++++ Study material

PR #38, opened 2016-05-13
React/PT-70/tweet detail

danybony:
Adds a Tweet detail screen.
This screen doesn't show more information (for now) compared to a single tweet item in the list but it's good to see how to implement master-detail navigation.
It's possible to access the detail view by selecting a tweet from the list (but then it's not loading the tweet, due to missing OAuth valid token) or directly from the debug screen (and then passing a hardcoded tweet id).
Also, implementing the Android hardware back navigation (no conflicts with iOS, given in that case all the methods are no-op)

| iOS  | Android |
| --- | --- |
| screen shot 2016-05-13 at 17 23 40 | screen shot 2016-05-13 at 17 23 17 |

### DIFF
--- a/ReactNative/ReactTwitter/core/views/debug-screen.js
+++ b/ReactNative/ReactTwitter/core/views/debug-screen.js
@@ -25,6 +25,10 @@ var DebugScreenView = React.createClass({
           style={styles.button}
           styleDisabled={styles.button_disabled}
           onPress={this.pushTweetsList}>Tweets List</Button>
+        <Button
+          style={styles.button}
+          styleDisabled={styles.button_disabled}
+          onPress={this.pushTweetView}>Tweet Detail View</Button>
       </View>
     )
   },
@@ -35,6 +39,10 @@ var DebugScreenView = React.createClass({
 
   pushTweetsList () {
     this.props.navigator.push({id: 'tweets-list-identifier'})
+  },
+
+  pushTweetView () {
+    this.props.navigator.push({id: 'tweet-view-identifier'})
   }
 })
 
--- a/ReactNative/ReactTwitter/core/views/debug-screen.js
+++ b/ReactNative/ReactTwitter/core/views/debug-screen.js
@@ -42,7 +42,10 @@ var DebugScreenView = React.createClass({
   },
 
   pushTweetView () {
-    this.props.navigator.push({id: 'tweet-view-identifier'})
+    this.props.navigator.push({
+      id: 'tweet-view-identifier',
+      tweetId: '210462857140252672'
+    })
   }
 })
 
--- a/ReactNative/ReactTwitter/core/views/mixins/android-back-navigation.js
+++ b/ReactNative/ReactTwitter/core/views/mixins/android-back-navigation.js
@@ -1,0 +1,25 @@
+import React from 'react'
+import { BackAndroid, Navigator } from 'react-native'
+
+/*eslint-disable no-unused-vars*/
+var AndroidBackNavigationMixin = {
+  propTypes: {
+    navigator: React.PropTypes.instanceOf(Navigator).isRequired
+  },
+
+  componentDidMount () {
+    BackAndroid.addEventListener('hardwareBackPress', () => {
+      if (this.props.navigator.getCurrentRoutes().length === 1) {
+        return false
+      }
+      this.props.navigator.pop()
+      return true
+    })
+  },
+
+  componentWillUnmount: function () {
+    BackAndroid.removeEventListener('hardwareBackPress')
+  }
+}
+
+module.exports = AndroidBackNavigationMixin
--- a/ReactNative/ReactTwitter/core/views/mixins/android-back-navigation.js
+++ b/ReactNative/ReactTwitter/core/views/mixins/android-back-navigation.js
@@ -8,17 +8,20 @@ var AndroidBackNavigationMixin = {
   },
 
   componentDidMount () {
-    BackAndroid.addEventListener('hardwareBackPress', () => {
-      if (this.props.navigator.getCurrentRoutes().length === 1) {
-        return false
-      }
-      this.props.navigator.pop()
-      return true
-    })
+    BackAndroid.addEventListener('hardwareBackPress', this._handleBackAndroid)
   },
 
   componentWillUnmount: function () {
-    BackAndroid.removeEventListener('hardwareBackPress')
+    BackAndroid.removeEventListener('hardwareBackPress', this._handleBackAndroid)
+  },
+
+  _handleBackAndroid () {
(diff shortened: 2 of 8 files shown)


ReactNative/ReactTwitter/core/views/debug-screen.js
```diff
@@ -35,6 +39,13 @@ var DebugScreenView = React.createClass({
 
   pushTweetsList () {
     this.props.navigator.push({id: 'tweets-list-identifier'})
+  },
+
+  pushTweetView () {
+    this.props.navigator.push({
+      id: 'tweet-view-identifier',
+      tweetId: '210462857140252672'
```
danybony: This is how we pass extra params to the navigator route, which can be read from the receiving component accessing its props.

ReactNative/ReactTwitter/core/views/tweetView.js
```diff
@@ -0,0 +1,134 @@
...
+      return (<View />)
+    }
+
+    var formattedTime = this._formatTime(Date.parse(this.state.tweet.created_at))
+    return (
+      <View style={styles.mainContainer}>
+        <View style={styles.header}>
+          <Image style={styles.tweet_avatar} source={{ uri: this.state.tweet.user.profile_image_url }} />
+          <View style={styles.textContainer}>
+            <View>
```
danybony: This is the horrible way I found to have the two following `<Text />` center vertically together, and aligned to the left.
If someone can find a better way...

ReactNative/ReactTwitter/core/views/tweetView.js
```diff
@@ -0,0 +1,134 @@
...
+    )
+  },
+
+  _formatTime (time) {
+    var dateFormat = require('dateformat')
+    return dateFormat(time, 'mmmm dS, yyyy, h:MM:ss TT')
+  },
+
+  _tweetSelected (tweetId) {
+    // TODO: navigate to tweet details screen
```
eduardb: Aren't we already in the tweet details screen? 👅

ReactNative/ReactTwitter/core/views/tweetView.js
```diff
@@ -0,0 +1,124 @@
...
+        'Authorization': 'OAuth oauth_consumer_key="aqPSTs1FT2ndP7qXi247BtbXd", oauth_nonce="9e48307c7ed7184557a3d88f6331f00f", oauth_signature="Jr9YqRlJ%2BNH%2BBgLC9cI%2F7LD06qg%3D", oauth_signature_method="HMAC-SHA1", oauth_timestamp="1463143567", oauth_token="730013266697654273-RDssoTCOdHNQtFA9k87OSijeZHcF4SU", oauth_version="1.0"'
+      }
+    })
+      .then((response) => response.json())
+      .then((rjson) => {
+        this.setState({
+          tweet: rjson
+        })
+      })
+      .done()
```
frapontillo: There's no need for this if you don't pass anything into it.

ReactNative/ReactTwitter/core/views/tweetView.js
```diff
@@ -0,0 +1,124 @@
...
+          </View>
+        </View>
+        <Text style={styles.tweet_time}>{formattedTime}</Text>
+        <Text style={styles.tweet_text}>{this.state.tweet.text}</Text>
+      </View>
+    )
+  },
+
+  _formatTime (time) {
+    var dateFormat = require('dateformat')
```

++++++++

> **Task prompt**
Repeat every line exactly, starting with the first line of the entries, and stop once the line containing "This screen doesn't" has been given.

> **Result below**
PR #38, opened 2016-05-13
React/PT-70/tweet detail

danybony:
Adds a Tweet detail screen.
This screen doesn't show more information (for now) compared to a single tweet item in the list but it's good to see how to implement master-detail navigation.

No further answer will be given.